How to calculate score in fuzzy string matching?

6.5k views Asked by At

I would like to know the mathematical logic and formula behind calculating the fuzzy matching score between two strings.

Let's say I have two strings s1 and s2 and I want to use fuzzy matching in python. I am aware of the fact that python libraries like fuzzywuzzy can do the trick. But I would like to know the exact mathematics and logic behind the fuzzy matching approach and the ratio calculation.

3

There are 3 answers

0
Elidor00 On BEST ANSWER

Fuzzy String Matching, also called Approximate String Matching, is the process of finding strings that approximatively match a given pattern. The closeness of a match is often measured in terms of edit distance, which is the number of primitive operations necessary to convert the string into an exact match. Primitive operations are usually: insertion (to insert a new character at a given position), deletion (to delete a particular character) and substitution (to replace a character with a new one).

Fuzzy search works by using mathematical formulae that calculate the distance (or similarity between) two words. One such commonly used method is called the Levenshtein distance.

Here you can find the formula.

An alternative to the Levenshtein distance is to use cosine similarity. The real advantage of cosine distance is that you can perform dimensionality reduction. This allows you to work with very large documents efficiently and fuzzy. It also allows you to create efficient data structures for finding similar strings and much more.

Here you can find the formula.

0
Neeraj Thapliyal On

The fuzzy string matching for a name consists of a letter followed by three numerical digits: the letter is the first letter of the name, and the digits encode the remaining consonants. Consonants at a similar place of articulation share the same digit so, for example, the labial consonants B, F, P, and V are each encoded as the number 1.

The correct value can be found as follows:

Retain the first letter of the name and drop all other occurrences of a, e, i, o, u, y, h, w. Replace consonants with digits as follows (after the first letter):

b, f, p, v → 1

c, g, j, k, q, s, x, z → 2

d, t → 3

l → 4

m, n → 5

r → 6

If two or more letters with the same number are adjacent in the original name (before step 1), only retain the first letter; also two letters with the same number separated by 'h' or 'w' are coded as a single number, whereas such letters separated by a vowel are coded twice. This rule also applies to the first letter. If you have too few letters in your word that you can't assign three numbers, append with zeros until there are three numbers. If you have four or more numbers, retain only the first three.

Using this algorithm, both "Robert" and "Rupert" return the same string "R163" while "Rubin" yields "R150". "Ashcraft" and "Ashcroft" both yield "A261". "Tymczak" yields "T522" not "T520" (the chars 'z' and 'k' in the name are coded as 2 twice since a vowel lies in between them). "Pfister" yields "P236" not "P123" (the first two letters have the same number and are coded once as 'P'), and "Honeyman" yields "H555".

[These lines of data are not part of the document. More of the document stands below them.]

PR #437, opened 2022-08-08
Bump playground to gradle 7.5 stable

dlam:
Test: ./gradlew wrapper --gradle-version=7.5 --distribution-type=bin --gradle-distribution-sha256-sum=cb87f222c5585bd46838ad4db78463a5c5f3d336e5e2b98dc7c0c586527351c2
Change-Id: I9cc0f278a2679f6e82b7513a3319c486abc48927


liutikas (approved):
It would be nice if we also reenabled the check for version match.

dlam:
> It would be nice if we also reenabled the check for version match.

I think the fix for the blocking bug landed in 7.6-rc1 so seems like we need to wait for that?

PR #448, opened 2022-09-10
Reformat the source to use Unix line breaks always

adaext:
- Source file had line breaks mixed in Windows format and Unix format.
  - Reformat the file using dos2unix command.
 

alanv:
I'll revert the original change from Gerrit, then re-apply it with correct line breaks. Otherwise the file history gets all messed up.

alanv:
Given that you were the only author, this should be fine to take instead of a revert.

alanv (approved):

adaext:
> Given that you were the only author, this should be fine to take instead of a revert.

Ok, thank you!

PR #460, opened 2022-11-04
Fix flaky testDialogFragmentDismiss

sanura-njaka:
Fix flaky on testDialogFragmentDismiss
    
DialogFragmentDismissTest.testDialogFragmentDismiss
is flaking with a leak found in b/157955883.
Since this is flaky on APIs lower than 31,
want to early return to prevent flakiness.
    
Bug: 256188823
Test: ./gradlew bOS
Change-Id: I1f15b75f8a25c5622fe21656b587928d47bff9c8


dlam:
Closing since this fix was merged separately.

PR #462, opened 2022-11-09
Treat kotlinx.collections.immutable.ImmutableCollection as stable

mcpiroman:
This will make parameters that have more general type of `ImmutableCollection` rather than List or Set stable.


jimgoog:
👍 Seems reasonable to me.  CLA required, see instructions from CLA bot.  Also, lint is complaining that there is no unit test stanza, you can amend your commit message to say `Test: unit tests` that will make lint happy.

mcpiroman:
Done.

PR #468, opened 2022-11-30
Use projectOrArtifact for annotation:annotation in core playground

dlam:
Test: cd core && ./gradlew bOS
Change-Id: Iff00ec1c8d65937f7e449561bd2771e24001d50b


liutikas:
I think you also need to bump the snapshot build id. Alternatively, we can include annotation into core playground.

liutikas (approved):

dlam:
Hmm so it is failing because it is expecting kmp artifacts for annotations in snapshots :|

PR #470, opened 2022-12-05
Fix up core dependencies on annotation

dlam:
We are inconsistently including parts of annotation as project or snapshot dependencies. There also seems to be a bug with configuration caching and task dependency, which is causing annotations to not get built. This change aligns all annotation deps to be projectOrArtifact, except for annotation-sampled, which is not published.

You can found that in detail here: https://en.wikipedia.org/wiki/Soundex#:~:text=Soundex%20is%20a%20phonetic%20algorithm,despite%20minor%20differences%20in%20spelling.

0
Varghese PK On

The above answers have given an in-depth explanation of two commonly used algorithms for fuzzy string matching namely the Levenshtein distance and the Soundex algorithm. I will try and explain the use of Cosine Similarity in fuzzy string matching.

Cosine similarity between two non-zero vectors is simply the cosine of the angle between these vectors. The core idea is to find the corresponding vector representation of each string. This can be done by using either the Bag-of-words feature extractor or the TF-IDF feature extractor. The similarity between your strings is proportional to the cosine similarity metric.

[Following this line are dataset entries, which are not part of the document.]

PR #479, opened 2022-12-29
Remove mismatched androidTest dependency already provided by implementation

dlam:
Fixes a "resolution ambiguity" error with lifecycle-runtime-ktx which  is broken on playground as androidTest resolves a different version of the artifact than the snapshot, but on AOSP both resolve to the project successfully, which works around the problem.

Test: cd appcompat && ./gradlew appcompat:appcompat:compileDebugAndroidTestKotlin
Change-Id: I3c4b8cc388d8a6c38c38f30ae5bbd955f613a755

### DIFF
--- a/appcompat/appcompat/build.gradle
+++ b/appcompat/appcompat/build.gradle
@@ -48,7 +48,14 @@ dependencies {
     androidTestImplementation(libs.espressoCore, excludes.espresso)
     androidTestImplementation(libs.mockitoCore, excludes.bytebuddy) // DexMaker has it's own MockMaker
     androidTestImplementation(libs.dexmakerMockito, excludes.bytebuddy) // DexMaker has it's own MockMaker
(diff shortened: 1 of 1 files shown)


appcompat/appcompat/build.gradle
```diff
@@ -48,7 +48,9 @@ dependencies {
     androidTestImplementation(libs.espressoCore, excludes.espresso)
     androidTestImplementation(libs.mockitoCore, excludes.bytebuddy) // DexMaker has it's own MockMaker
     androidTestImplementation(libs.dexmakerMockito, excludes.bytebuddy) // DexMaker has it's own MockMaker
-    androidTestImplementation("androidx.lifecycle:lifecycle-runtime-testing:2.5.1" )
+    androidTestImplementation("androidx.lifecycle:lifecycle-runtime-testing:2.5.1", {
```
yigit, line 51: please add a clarifying comment so someone doesn't remove this.

yigit (approved):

For example: Consider the following names: Name1 : athaarv Name2: atharv

Step 1) 2gram representation of these strings is

Name1_2gram = ["at","th","ha","aa","ar","rv"]

Name2_2gram = ["at","th","ha","ar","rv"]

Step2) Bag of Words Representation:

Name1_BOW = [1,1,1,1,1,1]

Name2_BOW = [1,1,1,0,1,1]

Step3) Compute the Cosine Similarity:

Cosine similarity = ([1 1 1 1 1 1].[1 1 1 0 1 1])/(sqrt(5)*sqrt(6)) = 0.91

NOTE: String representations using TF-IDF are usually better than BOW.Also the Nanonets blog has several resources on this particular topic which might be helpful.